(Data excerpts)
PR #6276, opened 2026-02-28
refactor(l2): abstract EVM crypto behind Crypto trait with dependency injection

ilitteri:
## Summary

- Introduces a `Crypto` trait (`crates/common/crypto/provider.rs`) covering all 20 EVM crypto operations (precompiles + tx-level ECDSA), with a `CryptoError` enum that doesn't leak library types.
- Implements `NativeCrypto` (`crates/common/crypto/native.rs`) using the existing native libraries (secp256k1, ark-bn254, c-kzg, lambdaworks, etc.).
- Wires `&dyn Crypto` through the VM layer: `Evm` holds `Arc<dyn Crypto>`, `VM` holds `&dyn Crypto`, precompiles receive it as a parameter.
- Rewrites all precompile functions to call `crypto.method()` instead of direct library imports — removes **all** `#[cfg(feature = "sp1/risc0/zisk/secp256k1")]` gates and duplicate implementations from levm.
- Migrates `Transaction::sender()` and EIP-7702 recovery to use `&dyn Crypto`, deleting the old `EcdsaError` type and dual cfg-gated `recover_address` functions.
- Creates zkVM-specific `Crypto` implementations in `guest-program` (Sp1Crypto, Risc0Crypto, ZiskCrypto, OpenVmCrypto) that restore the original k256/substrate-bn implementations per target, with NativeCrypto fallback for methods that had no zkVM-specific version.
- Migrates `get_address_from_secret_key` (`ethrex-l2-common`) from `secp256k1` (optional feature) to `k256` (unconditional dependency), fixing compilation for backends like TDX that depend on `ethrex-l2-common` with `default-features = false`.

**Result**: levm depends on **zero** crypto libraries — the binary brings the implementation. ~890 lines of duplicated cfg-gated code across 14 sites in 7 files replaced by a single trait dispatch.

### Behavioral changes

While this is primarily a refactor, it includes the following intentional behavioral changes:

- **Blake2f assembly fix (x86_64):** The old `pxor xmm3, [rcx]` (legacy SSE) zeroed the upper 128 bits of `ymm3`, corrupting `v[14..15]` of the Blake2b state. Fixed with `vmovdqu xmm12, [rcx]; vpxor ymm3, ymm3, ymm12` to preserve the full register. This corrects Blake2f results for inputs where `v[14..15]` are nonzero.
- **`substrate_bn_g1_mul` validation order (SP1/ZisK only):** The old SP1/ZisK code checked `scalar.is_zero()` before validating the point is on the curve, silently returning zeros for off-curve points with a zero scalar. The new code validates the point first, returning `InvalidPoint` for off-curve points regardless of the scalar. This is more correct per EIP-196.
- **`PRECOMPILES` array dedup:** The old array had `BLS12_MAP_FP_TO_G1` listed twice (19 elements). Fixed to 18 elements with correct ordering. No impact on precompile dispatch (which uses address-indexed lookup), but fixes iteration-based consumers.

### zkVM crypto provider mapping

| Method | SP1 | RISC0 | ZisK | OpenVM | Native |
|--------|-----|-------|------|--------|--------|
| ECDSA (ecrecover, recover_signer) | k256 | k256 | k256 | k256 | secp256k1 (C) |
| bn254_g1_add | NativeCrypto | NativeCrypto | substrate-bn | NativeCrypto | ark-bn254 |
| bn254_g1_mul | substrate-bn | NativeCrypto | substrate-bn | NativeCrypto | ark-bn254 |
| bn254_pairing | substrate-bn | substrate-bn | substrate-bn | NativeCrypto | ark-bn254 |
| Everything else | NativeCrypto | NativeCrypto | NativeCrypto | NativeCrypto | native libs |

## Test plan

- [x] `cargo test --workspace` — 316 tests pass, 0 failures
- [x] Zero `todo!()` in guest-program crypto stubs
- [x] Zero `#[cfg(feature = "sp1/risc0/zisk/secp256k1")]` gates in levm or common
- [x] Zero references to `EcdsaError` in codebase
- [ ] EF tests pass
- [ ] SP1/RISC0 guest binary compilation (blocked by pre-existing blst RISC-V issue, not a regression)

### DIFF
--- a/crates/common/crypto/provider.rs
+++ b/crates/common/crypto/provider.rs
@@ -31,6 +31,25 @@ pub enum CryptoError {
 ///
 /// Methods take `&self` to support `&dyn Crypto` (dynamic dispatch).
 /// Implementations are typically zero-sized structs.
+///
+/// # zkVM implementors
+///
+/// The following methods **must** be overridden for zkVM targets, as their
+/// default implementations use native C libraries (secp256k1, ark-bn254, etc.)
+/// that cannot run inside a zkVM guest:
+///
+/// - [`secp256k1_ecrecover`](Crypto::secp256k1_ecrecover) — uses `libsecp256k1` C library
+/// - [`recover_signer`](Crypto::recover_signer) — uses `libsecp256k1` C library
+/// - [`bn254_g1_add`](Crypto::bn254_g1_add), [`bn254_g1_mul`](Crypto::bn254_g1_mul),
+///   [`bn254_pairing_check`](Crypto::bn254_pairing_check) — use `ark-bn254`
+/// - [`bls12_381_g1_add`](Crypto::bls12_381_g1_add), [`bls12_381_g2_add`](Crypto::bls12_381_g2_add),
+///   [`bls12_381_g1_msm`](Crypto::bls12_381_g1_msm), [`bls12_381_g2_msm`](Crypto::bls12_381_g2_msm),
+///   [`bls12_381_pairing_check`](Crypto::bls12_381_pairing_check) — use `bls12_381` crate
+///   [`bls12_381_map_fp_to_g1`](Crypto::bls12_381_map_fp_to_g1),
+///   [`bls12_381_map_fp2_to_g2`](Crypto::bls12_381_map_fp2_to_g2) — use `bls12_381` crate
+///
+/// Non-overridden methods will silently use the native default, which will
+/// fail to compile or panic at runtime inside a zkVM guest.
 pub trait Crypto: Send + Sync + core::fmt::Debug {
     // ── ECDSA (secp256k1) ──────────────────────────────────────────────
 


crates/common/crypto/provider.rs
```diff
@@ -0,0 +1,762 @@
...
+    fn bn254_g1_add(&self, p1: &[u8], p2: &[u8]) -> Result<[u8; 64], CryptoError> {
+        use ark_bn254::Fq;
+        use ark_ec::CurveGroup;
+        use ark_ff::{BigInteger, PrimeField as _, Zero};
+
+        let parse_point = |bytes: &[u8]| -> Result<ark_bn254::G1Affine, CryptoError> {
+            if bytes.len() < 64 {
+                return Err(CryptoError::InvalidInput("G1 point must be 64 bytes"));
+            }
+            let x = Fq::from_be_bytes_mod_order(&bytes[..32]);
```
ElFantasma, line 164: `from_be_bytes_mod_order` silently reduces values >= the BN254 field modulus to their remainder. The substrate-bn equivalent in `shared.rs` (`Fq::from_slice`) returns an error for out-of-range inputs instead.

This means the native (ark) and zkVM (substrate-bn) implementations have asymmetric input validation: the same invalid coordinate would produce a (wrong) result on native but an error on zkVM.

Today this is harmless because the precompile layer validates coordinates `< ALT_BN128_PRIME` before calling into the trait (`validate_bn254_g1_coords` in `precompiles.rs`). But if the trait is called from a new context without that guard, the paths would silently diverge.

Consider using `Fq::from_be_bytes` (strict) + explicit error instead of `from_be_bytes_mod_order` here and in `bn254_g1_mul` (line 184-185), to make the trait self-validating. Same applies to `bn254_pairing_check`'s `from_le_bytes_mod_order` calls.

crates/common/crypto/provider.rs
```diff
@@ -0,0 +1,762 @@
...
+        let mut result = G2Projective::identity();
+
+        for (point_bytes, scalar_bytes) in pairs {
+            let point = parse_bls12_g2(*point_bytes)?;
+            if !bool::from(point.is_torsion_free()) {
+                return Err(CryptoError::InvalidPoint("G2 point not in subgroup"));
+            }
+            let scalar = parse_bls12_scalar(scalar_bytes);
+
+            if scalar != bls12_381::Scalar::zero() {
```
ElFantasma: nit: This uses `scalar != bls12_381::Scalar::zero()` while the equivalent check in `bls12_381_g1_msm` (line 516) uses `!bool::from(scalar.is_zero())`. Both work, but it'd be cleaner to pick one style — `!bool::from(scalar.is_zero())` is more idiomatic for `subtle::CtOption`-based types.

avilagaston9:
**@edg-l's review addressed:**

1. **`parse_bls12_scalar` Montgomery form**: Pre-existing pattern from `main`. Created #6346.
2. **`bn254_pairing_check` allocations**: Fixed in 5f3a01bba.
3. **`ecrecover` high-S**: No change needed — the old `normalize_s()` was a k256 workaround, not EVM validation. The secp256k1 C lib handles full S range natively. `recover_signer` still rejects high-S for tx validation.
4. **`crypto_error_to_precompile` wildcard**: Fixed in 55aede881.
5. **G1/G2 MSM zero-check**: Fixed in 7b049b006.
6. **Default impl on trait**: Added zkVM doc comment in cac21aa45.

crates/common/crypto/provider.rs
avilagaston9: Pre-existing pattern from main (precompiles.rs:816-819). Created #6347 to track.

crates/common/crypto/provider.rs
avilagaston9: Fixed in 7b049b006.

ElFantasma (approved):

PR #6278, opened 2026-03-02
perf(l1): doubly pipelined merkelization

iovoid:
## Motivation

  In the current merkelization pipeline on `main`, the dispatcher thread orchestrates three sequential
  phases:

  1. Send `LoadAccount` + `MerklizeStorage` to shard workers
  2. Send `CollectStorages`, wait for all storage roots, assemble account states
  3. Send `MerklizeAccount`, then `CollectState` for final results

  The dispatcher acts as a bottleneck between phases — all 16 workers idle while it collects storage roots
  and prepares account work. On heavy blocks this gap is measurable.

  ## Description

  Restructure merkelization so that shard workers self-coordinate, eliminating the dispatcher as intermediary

INSTRUCTIONS FOR THE TASK:
Scan each line above for the string "gates". Give the tally and nothing else.

ANSWER TO THIS PROBLEM:
2